Intuition suggests that "most" subsets of $[0,1]$ are not Lebesgue measurable. However, the power set $\mathcal{P}([0,1])$ has the same cardinality as the collection of measurable sets, so it is not clear how to make this statement precise.

One method is to view $\mathcal{P}([0,1])$ as a vector space over $\mathbb{Z}_2$, with addition corresponding to symmetric difference of sets. Then the measurable sets $\mathcal{M}$ form a subspace, and the quotient $\mathcal{P}([0,1])/\mathcal{M}$ is clearly uncountable.

So my question is: what is the cardinality of $\mathcal{P}([0,1])/\mathcal{M}$? It seems like it should be $2^c$, just like $\mathcal{P}([0,1])$, but I don't know how to prove it.

Also, in what other senses are "most" subsets of $[0,1]$ non-measurable?
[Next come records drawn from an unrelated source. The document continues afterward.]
PR #34, opened 2016-07-31
SegmentedControl

carolinemodic:
Adds a new SegmentedControl component to components library. 
jul-31-2016 14-04-39

### DIFF
--- a/README.md
+++ b/README.md
@@ -231,3 +231,39 @@ This is a special [TextInput](#textinput) that allows the user to show/hide the 
 | Prop             | Type     | Description                           | Default
 |------------------|----------|---------------------------------------|---------
 | enableCopy (optional) | Bool | Display a Copy link | True
+
+### SegmentedControl
+
+This component is a `segmented control`.
+
+**Options**
+
+| Prop             | Type     | Description                           | Default
+|------------------|----------|---------------------------------------|---------
+| selectableItems (required) | Object   | Map from keys => Display strings for each item in control. | None
+| defaultValue (optional)    | String   | Key of the selectableItem to initalize as selected, defaults to null | None
+| onSelect (optional)        | Function | Called with key of selected item on select | None
+
+**Usage Example**
+
+```jsx
+  <SegmentedControl
+    selectableItems={{one: "Option 1", two: "Option 2"}}
+    defaultValue="two"
+    onSelect={this.onSelect}
+  />
+```
+
+In this example, the function `onSelect` is called on component value change and updates the state of your component:
+
+```javascript
+var onSelect = function(selected) {
+  // do some validation
+  var errorMessage = "";
+  if (notValid) errorMessage = "Please enter a valid value";
+  this.setState({
+    selected: selected,
+    error: errorMessage,
+  });
+}
+```
--- a/README.md
+++ b/README.md
@@ -241,7 +241,7 @@ This component is a `segmented control`.
 | Prop             | Type     | Description                           | Default
 |------------------|----------|---------------------------------------|---------
 | selectableItems (required) | Object   | Map from keys => Display strings for each item in control. | None
-| defaultValue (optional)    | String   | Key of the selectableItem to initalize as selected, defaults to null | None
+| selected (optional)    | String   | Key of the selectableItem to initalize as selected, defaults to null | None
 | onSelect (optional)        | Function | Called with key of selected item on select | None
 
 **Usage Example**
@@ -249,7 +249,7 @@ This component is a `segmented control`.
 ```jsx
   <SegmentedControl
     selectableItems={{one: "Option 1", two: "Option 2"}}
-    defaultValue="two"
+    selected="two"
     onSelect={this.onSelect}
   />
 ```
--- a/README.md
+++ b/README.md
@@ -1,6 +1,6 @@
 # Clever Front End Components
 
-**Jump to** [Modal](#modal), [Button](#button), [ModalButton](#modalbutton), [ConfirmationButton](#confirmationbutton), [TextInput](#textinput)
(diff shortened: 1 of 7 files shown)


src/SegmentedControl/SegmentedControl.jsx
```diff
@@ -0,0 +1,59 @@
...
+  constructor(props) {
+    super(props);
+    this.state = {selected: props.defaultValue};
+    this.onSelect = this.onSelect.bind(this);
+  }
+
+  onSelect(e) {
+    const value = e.target.getAttribute("value");
+    this.setState({selected: value});
+    if (this.props.onSelect !== undefined) {
```
kofi-clever: safer to use `if (this.props.onSelect) {...}` since `this.props.onSelect = null` would pass this check

src/SegmentedControl/SegmentedControl.jsx
```diff
@@ -0,0 +1,59 @@
...
+
+  render() {
+    const cssClass = SegmentedControl.cssClass;
+    const selectableItems = lodash.map(this.props.selectableItems, (name, value) => {
+      const isSelected = value === this.state.selected;
+      const selectedClass = isSelected ? "selected" : "";
+      return (
+        <span
+          className={`${cssClass.SELECTABLE_ITEM} ${selectedClass}`}
+          onClick={this.onSelect}
```
kofi-clever: nit: no need to bind in the constructor if you use an arrow function (preferred es6 pattern)
```js
onClick={e => this.onSelect(e)}
```

src/SegmentedControl/SegmentedControl.jsx
```diff
@@ -0,0 +1,59 @@
...
+          key={value}
```
kofi-clever: consider using a combination of `value` and the index, since we don't (and probably shouldn't) require that `value` is unique for each option.

src/SegmentedControl/SegmentedControl.jsx
```diff
@@ -0,0 +1,59 @@
...
+
+/*
+  SegmentedControl selection. Shows several options
+  as defined in the props and allows the user to select
+  one of those options.
+*/
+export class SegmentedControl extends React.Component {
+  constructor(props) {
+    super(props);
+    this.state = {selected: props.defaultValue};
```
kofi-clever: react adopts a specific pattern with form controls that we might want to follow here (https://facebook.github.io/react/docs/forms.html):
`defaultValue` is only used if an explicit value hasn't been selected.

i think it's also advised not to initialize state from props, since props can change and go out of sync with the state.

in this case, you could defer the defaulting logic to the `render()` method instead and leave `state.selected = null` until it's explicitly set

carolinemodic: ahh is selected the right name for this prop then?

README.md
```diff
@@ -231,3 +231,39 @@ This is a special [TextInput](#textinput) that allows the user to show/hide the
 | Prop             | Type     | Description                           | Default
 |------------------|----------|---------------------------------------|---------
 | enableCopy (optional) | Bool | Display a Copy link | True
+
+### SegmentedControl
```
kofi-clever: nit add anchor link to this section at the top of the readme

package.json
```diff
@@ -47,7 +47,9 @@
     "webpack-dev-server": "^1.14.1"
   },
   "scripts": {
-    "dev-server": "node_modules/.bin/webpack-dev-server --content-base docs/ --inline --watch"
+    "dev-server": "node_modules/.bin/webpack-dev-server --content-base docs/ --inline --watch --host 192.168.50.4"
```
kofi-clever: should this be `localhost`? or is this just for testing?

src/SegmentedControl/SegmentedControl.less
```diff
@@ -0,0 +1,27 @@
...
+    &.selected {
+      background-color: #4274F6;
+      color: #FAFAFC;
+    }
+  }
+  border: 1px solid #E3E6EB;
+  border-radius: 3px;
+}
+
+.SegmentedControl:first-child {
```
kofi-clever: nit: move under `.SegmentedControl` as `&:first-child`

also, should this be under `.segmented_control--selectable-item` instead?
`:first-child` affects the component it's assigned to, not its children

src/SegmentedControl/SegmentedControl.jsx
kofi-clever: i think `defaultValue` and `value` are appropriate here - similar to what react uses for the `<select>` element.

`defaultValue` should be applied if the control's state hasn't been modified by the actual user and `value` should always override the visual state, regardless of what the user previously selected.

`value` would have to be used with `onChange` to keep the control's state in sync with the parent (i think react locks the control if a `value` is specified without an `onChange`

simpler to just support `defaultValue`, IMO, since `value` is more involved - can always add that later if there's a need

package.json
carolinemodic: just for testing, forgot to remove

carolinemodic:
@kofi-clever Addressed PR comments, I left out implementing value for now as you suggested.

src/SegmentedControl/SegmentedControl.less
```diff
@@ -0,0 +1,27 @@
...
+      background-color: #4274F6;
+      color: #FAFAFC;
+    }
+    &:first-child {
+      border-left: none;
+    }
+  }
+  border: 1px solid #E3E6EB;
+  border-radius: 3px;
+}
```
kofi-clever: nit: a little tough to visually parse these rules.
i'd recommend:
- write all `.SegmentedControl` rules first before sub-component rulesets
- add an empty line before nested rulesets 

optional uber-nit: alpha for the rules in each block, since it's a lot easier to find a specific rule when scanning the list

kofi-clever:
optional nit - LGTM!
excited for this component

In 1917, Lusin and Sierpinski showed that the unit interval $[0,1]$ can be partitioned into $2^{\aleph_{0}}$ many pairwise disjoint sets each having Lebesgue outer measure 1; say, $X_{i}$, $i \in I$. Fix $i_{0} \in I$. For each proper subset $J$ with $i_{0} \notin J \subset I$, let $S_{J} = \bigcup_{j \in J} X_{j}$. Then the sets $S_{J}$, $i_{0} \notin J \subset I$, are distinct modulo $\mathcal{M}$.
I think this works to show that $\mathcal{P}/\mathcal{M}$ has cardinality $2^c$. It is a small variation on one of the usual constructions of Lebesgue non measurable sets.
Let $A\subset [0,1]$ be a Hamel basis for $\mathbb{R}$ over $\mathbb{Q}$ and partition $A$ into two subsets $B$ and $C$ so that the outer measure of both is one-half and $C$ has cardinality $c$. For every subset $D$ of $C$ (maybe you need $C\sim D$ infinite), $B+D$ mod $[0,1]$ is not Lebesgue measurable. Now let $D$ vary over an almost disjoint family of subsets of $C$ that has cardinality $2^c$.